··· Exercise material
PR #660, opened 2021-02-12
Move check out of switch

hassanctech:
With the previous commit the behavior was to *always* disable clipping unless the property was explicitly set, so default was not honored.  Moved the clip function set up to the producer init which happens *after* ALL of the properties have been read in.  Tested both with and without defaults and explicitly set parameter, works as expected

### DIFF
--- a/src/gstreamer/gstkvssink.cpp
+++ b/src/gstreamer/gstkvssink.cpp
@@ -89,6 +89,7 @@ GST_DEBUG_CATEGORY_STATIC (gst_kvs_sink_debug);
 #define DEFAULT_FRAGMENT_ACKS TRUE
 #define DEFAULT_RESTART_ON_ERROR TRUE
 #define DEFAULT_RECALCULATE_METRICS TRUE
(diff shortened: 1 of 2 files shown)


src/gstreamer/gstkvssink.cpp
```diff
@@ -249,6 +249,12 @@ void kinesis_video_producer_init(GstKvsSink *kvssink)
     string region_str;
     bool credential_is_static = true;
 
+    // This needs to happen after we've read in ALL of the properties
+    if (kvssink->disable_buffer_clipping == FALSE) {
```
······
#### [To do]
Write out exactly the lines above between the line with "With the previous" and the line with "#define DEFAULT_RESTART_ON_ERROR TRUE", inclusive, and nothing beyond them.

#### [Answer section]
With the previous commit the behavior was to *always* disable clipping unless the property was explicitly set, so default was not honored.  Moved the clip function set up to the producer init which happens *after* ALL of the properties have been read in.  Tested both with and without defaults and explicitly set parameter, works as expected

### DIFF
--- a/src/gstreamer/gstkvssink.cpp
+++ b/src/gstreamer/gstkvssink.cpp
@@ -89,6 +89,7 @@ GST_DEBUG_CATEGORY_STATIC (gst_kvs_sink_debug);
 #define DEFAULT_FRAGMENT_ACKS TRUE
 #define DEFAULT_RESTART_ON_ERROR TRUE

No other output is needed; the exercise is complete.